━━━ Source records ━━━
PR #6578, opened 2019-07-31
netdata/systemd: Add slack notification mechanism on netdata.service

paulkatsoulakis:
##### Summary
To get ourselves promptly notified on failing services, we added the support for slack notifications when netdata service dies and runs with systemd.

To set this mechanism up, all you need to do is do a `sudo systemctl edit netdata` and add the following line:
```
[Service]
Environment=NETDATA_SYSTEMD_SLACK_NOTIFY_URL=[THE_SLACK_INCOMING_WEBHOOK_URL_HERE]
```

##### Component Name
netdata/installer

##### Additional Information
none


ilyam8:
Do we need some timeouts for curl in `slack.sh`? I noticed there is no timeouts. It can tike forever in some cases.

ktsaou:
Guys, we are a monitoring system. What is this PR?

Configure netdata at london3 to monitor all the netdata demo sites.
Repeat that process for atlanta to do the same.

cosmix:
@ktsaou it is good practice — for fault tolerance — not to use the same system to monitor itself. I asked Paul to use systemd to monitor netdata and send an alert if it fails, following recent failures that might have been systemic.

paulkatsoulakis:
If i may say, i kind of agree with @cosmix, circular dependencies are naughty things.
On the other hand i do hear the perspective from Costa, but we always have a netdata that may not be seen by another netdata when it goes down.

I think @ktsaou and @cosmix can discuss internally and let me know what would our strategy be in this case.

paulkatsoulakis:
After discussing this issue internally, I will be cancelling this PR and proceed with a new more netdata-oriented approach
━━━
━━━ Source records ━━━
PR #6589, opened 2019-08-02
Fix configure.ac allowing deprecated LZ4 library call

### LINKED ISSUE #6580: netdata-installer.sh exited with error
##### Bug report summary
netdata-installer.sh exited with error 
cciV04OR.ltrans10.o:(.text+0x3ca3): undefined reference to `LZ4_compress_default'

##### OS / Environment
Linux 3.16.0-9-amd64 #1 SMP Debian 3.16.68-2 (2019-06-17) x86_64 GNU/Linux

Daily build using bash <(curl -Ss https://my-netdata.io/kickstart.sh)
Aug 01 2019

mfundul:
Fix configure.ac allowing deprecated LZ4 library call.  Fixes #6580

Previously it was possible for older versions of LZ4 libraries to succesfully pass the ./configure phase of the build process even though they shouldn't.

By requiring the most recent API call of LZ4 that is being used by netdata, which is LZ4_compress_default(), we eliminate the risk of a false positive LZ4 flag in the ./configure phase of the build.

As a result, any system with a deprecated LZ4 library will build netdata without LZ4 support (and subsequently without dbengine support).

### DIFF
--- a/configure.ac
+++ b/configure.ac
━━━
━━━ Source records ━━━
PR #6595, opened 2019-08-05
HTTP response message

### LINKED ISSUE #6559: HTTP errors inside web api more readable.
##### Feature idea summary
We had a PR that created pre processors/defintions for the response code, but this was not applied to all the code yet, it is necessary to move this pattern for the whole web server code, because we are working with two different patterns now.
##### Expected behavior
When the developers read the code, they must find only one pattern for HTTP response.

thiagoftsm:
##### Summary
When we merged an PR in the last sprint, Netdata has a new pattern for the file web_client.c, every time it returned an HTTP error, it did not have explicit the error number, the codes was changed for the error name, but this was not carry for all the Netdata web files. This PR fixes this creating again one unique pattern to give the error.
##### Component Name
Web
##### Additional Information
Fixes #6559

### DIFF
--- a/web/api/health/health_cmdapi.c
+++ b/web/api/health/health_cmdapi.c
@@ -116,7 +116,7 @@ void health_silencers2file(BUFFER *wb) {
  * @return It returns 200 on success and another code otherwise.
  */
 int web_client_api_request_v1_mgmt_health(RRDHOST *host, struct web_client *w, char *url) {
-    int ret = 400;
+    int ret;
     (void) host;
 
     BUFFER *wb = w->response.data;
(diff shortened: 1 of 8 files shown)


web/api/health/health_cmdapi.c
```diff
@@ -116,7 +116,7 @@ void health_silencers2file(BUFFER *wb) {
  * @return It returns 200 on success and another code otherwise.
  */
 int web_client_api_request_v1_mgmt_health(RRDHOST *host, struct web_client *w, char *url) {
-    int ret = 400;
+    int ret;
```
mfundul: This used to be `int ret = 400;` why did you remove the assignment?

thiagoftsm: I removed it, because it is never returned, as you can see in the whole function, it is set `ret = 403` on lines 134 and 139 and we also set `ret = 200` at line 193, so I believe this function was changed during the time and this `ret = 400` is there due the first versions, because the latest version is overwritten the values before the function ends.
━━━
From the records above, pick out and copy each line holding the word "support".

Response:
To get ourselves promptly notified on failing services, we added the support for slack notifications when netdata service dies and runs with systemd.
As a result, any system with a deprecated LZ4 library will build netdata without LZ4 support (and subsequently without dbengine support).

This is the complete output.